如果您的密钥/浏览器组合不起作用（通常是因为缺少加密例程），请进行兼容性测试，然后提交一个问题，以便我们解决问题！

已知的损坏的密钥/硬件

• Pixel 3a / Pixel 4 + Chrome - 不发送正确的证明证书，并忽略请求的算法。尚未解决。
• 带有较旧TPM的Windows Hello - 通常在证明中使用RSA-SHA1签名，这可能会允许凭证泄露/伪造。

标准合规性

这个库已经仔细实现，遵循w3c标准Webauthn 3+处理，以确保安全且正确的行为。
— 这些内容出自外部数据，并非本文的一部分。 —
PR #3706, opened 2020-12-16
Refactor PerfLog

thejohnfreeman:
Fixed some problems with `PerfLog` that I noticed while studying the code, and tried simplifying portions where I could. I tried making small, independently-reviewable commits to ease review. There's some other minor improvements to test code lumped in.


src/ripple/basics/impl/PerfLogImp.cpp
```diff
@@ -79,89 +80,82 @@ PerfLogImp::Counters::countersJson() const
     Rpc totalRpc;
     for (auto const& proc : rpc_)
     {
-        Json::Value p(Json::objectValue);
+        Rpc const* value;
```
seelabs, line 83: Since we're no longer making a copy, I think the new code now access the member vars outside the lock.

One possibility is to make the copy before checking the `continue` condition. This is less efficient, but the it isn't _that_ bad (sometimes unnecessarily copying 32 bytes) and the code works out nicely. Of course, we could go back the lambda/optional solution too. I probably prefer that, but I'm OK with either.

src/ripple/basics/impl/PerfLogImp.cpp
```diff
@@ -79,89 +80,82 @@ PerfLogImp::Counters::countersJson() const
...
     }
 
     Json::Value jqobj(Json::objectValue);
     // totalJq represents all jobs. All enqueued, started, finished, etc.
-    Jq totalJq("total");
+    Jq totalJq;
     for (auto const& proc : jq_)
     {
-        Json::Value j(Json::objectValue);
+        Jq const* value;
```
seelabs, line 122: See above: we're now accessing member vars outside of a lock.

src/ripple/basics/impl/PerfLogImp.cpp
```diff
@@ -273,6 +260,7 @@ PerfLogImp::run()
     {
         {
             std::unique_lock<std::mutex> lock(mutex_);
+            cond_.wait_until(lock, lastLog_ + setup_.logInterval);
```
seelabs, line 263: Except for the first iteration, this looks like the same logic to me. I don't object to the change, but I'm not sure I see the reason for the change.

src/ripple/basics/impl/PerfLogImp.cpp
```diff
@@ -302,10 +289,13 @@ PerfLogImp::report()
 
     Json::Value report(Json::objectValue);
     report[jss::time] = to_string(date::floor<microseconds>(present));
-    report[jss::workers] = counters_.workers_;
+    {
+        std::lock_guard lock{counters_.jobsMutex_};
```
seelabs, line 293: Nice find on this!

seelabs (changes requested):
Nice set of cleanups - and thank you for organizing the commits so well for easy review. I spotted one potential issue with locks, but other than that this looks good.

src/ripple/basics/impl/PerfLogImp.cpp
seelabs: It's a bit of a shame we now have to take a lock here. We could consider making `workers_` `atomic` and losing the lock here, but your call.

src/ripple/basics/impl/PerfLogImp.cpp
thejohnfreeman: It doesn't report to the old file one more time after a rotate command has been received, and it shuts down immediately instead of trying to make one last report. It feels "more right" to me.

src/ripple/basics/impl/PerfLogImp.cpp
```diff
@@ -24,6 +24,7 @@
 #include <ripple/json/json_writer.h>
 #include <ripple/json/to_string.h>
 #include <boost/optional.hpp>
+#include "core/JobTypes.h"
```
mtrippled, line 27: brackets, not quotes

src/ripple/basics/impl/PerfLogImp.cpp
seelabs: That makes sense. Thanks for the clarification.

src/ripple/basics/impl/PerfLogImp.cpp
mtrippled: Is the number of worker threads guaranteed to be the size of the jobs_ vector? Or is the jobs_ vector the list of currently executing jobs? If it's the latter, then the meaning of the jss:workers field changes. Namely, it's there to describe the total number of worker threads. That way, the user can compare the number of running jobs against this value to see if the job queue is saturated. In normal operation, workers_ stays the same after the process sets the job queue size.

Please put workers_ back the way it was. Regarding whether to make it atomic, that's probably the most sensible thing.

src/ripple/basics/impl/PerfLogImp.h
```diff
@@ -110,7 +110,6 @@ class PerfLogImp : public PerfLog, Stoppable
         std::unordered_map<std::string, Locked<Rpc>> rpc_;
         std::unordered_map<JobType, Locked<Jq>> jq_;
         std::vector<std::pair<JobType, steady_time_point>> jobs_;
-        int workers_{0};
```
mtrippled, line 122: See above, put this back but make atomic.

src/ripple/basics/impl/PerfLogImp.cpp
```diff
@@ -80,26 +80,26 @@ PerfLogImp::Counters::countersJson() const
...
-        p[jss::duration_us] = std::to_string(value->duration.count());
-        totalRpc.duration += value->duration;
+        p[jss::started] = std::to_string(value.started);
+        totalRpc.started += value.started;
+        p[jss::finished] = std::to_string(value.finished);
+        totalRpc.finished += value.finished;
+        p[jss::errored] = std::to_string(value.errored);
+        totalRpc.errored += value.errored;
+        p[jss::duration_us] = std::to_string(value.duration.count());
+        totalRpc.duration += value.duration;
```
mtrippled, line 102: This looks good--I made my previous comments while you were working on this fix.

mtrippled (changes requested):

src/ripple/basics/impl/PerfLogImp.cpp
```diff
@@ -79,89 +80,82 @@ PerfLogImp::Counters::countersJson() const
...
-            totalRpc.sync.started += sync->started;
-            p[jss::finished] = std::to_string(sync->finished);
-            totalRpc.sync.finished += sync->finished;
-            p[jss::errored] = std::to_string(sync->errored);
-            totalRpc.sync.errored += sync->errored;
-            p[jss::duration_us] = std::to_string(sync->duration.count());
-            totalRpc.sync.duration += sync->duration;
+            }
+            value = proc.second.value;
         }
```
seelabs, line 92: What do you think about something like this?
```
        Rpc const value = [&] {
            std::lock_guard lock(proc.second.mutex);
            return proc.second.value;
        }();

        if (!value.started && !value.finished && !value.errored)
        {
            continue;
        }
```
This will sometimes save a default construction, makes the var `const`, and makes it clearer  that `value` is just a copy of `proc.second.second`. OTOH, it will sometimes copy in the vaues of `proc.second.value` when it doesn't need to. I'm fine with it as-is if you prefer. Your call.

seelabs (approved):
:+1: Looks good. I one minor suggestion, but it's good to go whichever way to decide to resolve that.

src/ripple/basics/impl/PerfLogImp.cpp
seelabs: @mtrippled The three options I see are:
1. Make `value` and optional, check for continue, assign into the optional. This does the minimal amount of copies.
2. Default construct `value`, check for continue, assign into the value. This does an extra default construction.
3. Unconditionally copy the value (under a lock), then check for continue. This does an extra copy sometimes.

I wouldn't expect copying the values to be much more expensive than default constructing - zero out 32 bytes vs. copy 32 bytes. And I think the code is a little nicer - make the variable `const` and get rid of the `continue` check that interrupts the initialization. I prefer (2) myself, but all of these solutions are fine.

I had something like this in mind:
```
Rpc const value = [&] {
            std::lock_guard lock(proc.second.mutex);
            return proc.second.value;
        }();

        if (!value.started && !value.finished && !value.errored)
        {
            continue;
        }
```

I'll also trot out my one line copy under a lock troll-code:  
```
Rpc const value = (std::lock_guard{proc.second.mutex}, proc.second.value);
```

src/ripple/basics/impl/PerfLogImp.cpp
thejohnfreeman: The number of worker threads is guaranteed to be the size of the `jobs_` vector. Notice:

- An item in `jobs_` has job type `INVALID` and default-constructed "start time" whenever it [finishes](https://github.com/ripple/rippled/pull/3706/files#diff-64246f9206962a784344c0dbcbff598c1052de9290342f27faaafe566bfa5d1fL438) or when it is [constructed](https://github.com/ripple/rippled/pull/3706/files#diff-64246f9206962a784344c0dbcbff598c1052de9290342f27faaafe566bfa5d1fL447).
- `workers_` was assigned only when the size of `jobs_` changed during [resize](https://github.com/ripple/rippled/pull/3706/files#diff-64246f9206962a784344c0dbcbff598c1052de9290342f27faaafe566bfa5d1fL445), not when jobs started or finished.

Reporting already acquires a bunch of locks to copy out the counter for every used job type and RPC method type. I don't think the difference of one more lock is substantial enough to make it worth introducing the complexity of maintaining a second job counter.

src/ripple/basics/impl/PerfLogImp.cpp
```diff
@@ -183,12 +183,6 @@ PerfLogImp::Counters::currentJson() const
         if (j.first == jtINVALID)
             continue;
         Json::Value jobj(Json::objectValue);
-        auto const e = jq_.find(j.first);
-        if (e == jq_.end())
-        {
-            assert(false);
-            continue;
-        }
```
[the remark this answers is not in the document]
thejohnfreeman: Wouldn't that be the same check as is performed in `jobStart`?

src/ripple/basics/impl/PerfLogImp.h
mtrippled: @thejohnfreeman Can you address/respond to this please? ^

mtrippled (approved):
:+1: LGTM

我们支持大多数主要扩展和密钥类型，但我们不声称符合标准，因为我们

• 在库中强制执行了额外的约束，这超出了标准提供的安全保证。
• 我们不支持某些晦涩的选项。
• 我们不支持所有加密原语类型（仅限于安全的类型）。
• Webauthn中宣传的许多功能在现实世界中无法正常工作。

这个库已经通过了SUSE产品安全进行的安全审计。欢迎进行其他安全审查！